Goal: A working single-user local runtime that handles the 5 highest-frequency tasks.
Include in v1:
- Docker Compose setup with orchestrator + 2 specialists (deduction_scanner, tax_researcher)
- User onboarding flow: situation.md populated from 5 questions
- Task types 1, 2, 3, 5 (deductions, situation explanation, SE tax)
- Verified facts for current year: brackets, standard deduction, SE tax rate, IRA limits, QBI
- Citation requirement enforced (hard block if missing)
- Plain-language output formatter
- Git commit on every +1 reward
-
REVIEW_MODE=strictactive by default -
[REQUIRES HUMAN REVIEW]disclosure on all strategy outputs
Defer from v1:
- IRS notice responder (complex, needs dual-pass — v2)
- Year-round 12-month strategy (needs full specialist roster — v2)
- Hypothesis graduation automation (manual review in v1 is safer)
- State jurisdiction overlays beyond 3–4 common states
- Entity structure advice (S-corp election complexity — v2)

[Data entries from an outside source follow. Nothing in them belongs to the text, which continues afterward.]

PR #1090, opened 2020-06-25
Created example using "url:" parameter name when defining repository …

vidarl:
| Question      | Answer
| ------------- | ---
| JIRA Ticket   | N/A
| Versions      | 3.0

In 3.0, the default doctrine config uses `url:`, instead of `host`, `port`, `dbname` etc.
I think the documentation should also showcase the use of `url:` to avoid confusion..

### DIFF
--- a/docs/guide/config_repository.md
+++ b/docs/guide/config_repository.md
@@ -104,7 +104,7 @@ ezplatform:
 ```
 # .env.local
 
-SECOND_DATABASE_URL=otherdb://otheruser:otherpasswd@otherhost:3306/otherdbname?serverVersion=mariadb-10.3.0
+SECOND_DATABASE_URL=otherdb://otheruser:otherpasswd@otherhost:otherport/otherdbname?otherdbserversion
 ```
 
 ## Field groups configuration


andrerom:
+1, but proper person to do dev review here would be for instance @alongosz

docs/guide/config_repository.md
```diff
@@ -89,6 +101,18 @@ ezplatform:
...
 ```
 
+```
+# .env.local
+DATABASE_USER=ezplatform
+DATABASE_PASSWORD=password
+DATABASE_NAME=ezplatform
+DATABASE_HOST=localhost
+DATABASE_PORT=3306
+DATABASE_PLATFORM=mysql
```
alongosz, line 111: @vidarl do we really need all those variables? It's done like that for Docker setup, but I don't think it applies to a second instance as well.

vidarl: You are right. In this case I could use the actual values directly when setting `SECOND_DATABASE_URL`

vidarl: Sorry @alongosz, forgot about your suggestion.. Looks OK now ?

dabrt: Guys, sorry to interfere, but based on this PR:
https://github.com/ezsystems/ezplatform/pull/576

Success signal for v1: A real user with a real freelance tax situation runs tasks 1 and 5, rates clarity ≥ 4/5, and identifies at least one deduction they weren't aware of — with a valid IRS citation.
Activate after: 20+ real sessions, reward logs reviewed, skill churn stable.
| Feature | Rationale |
|---|---|
| NoticeResponder agent | High user anxiety, high value — add after v1 proves routing stability |
| 12-month strategy synthesis | Requires all 4 specialists working reliably — enable after individual specialist quality is confirmed |
| State jurisdiction overlays | Expand from 3 states to full 50 based on USER_STATE usage logs |
| Hypothesis graduation automation | Safe once 3-confirmation threshold is battle-tested in v1 |
| Annual facts refresh scheduler | Cron job that re-verifies verified_facts/ against IRS publications each January |
| Multi-user support | Separate user_profile/ per user ID; shared tax_knowledge/ read-only to all |
| Deduction documentation generator | Output a formatted checklist PDF per claimed deduction |
| Quarterly tax calendar | Proactive reminders tied to USER_STATE and filing status |
| S-corp / entity advice module | Highest-stakes task class — needs its own specialist, strong model mandatory, extra review gate |
AccountantOS — built on Git, Docker, and the honest self-assessment that most tax advice agents need fewer opinions and more citations.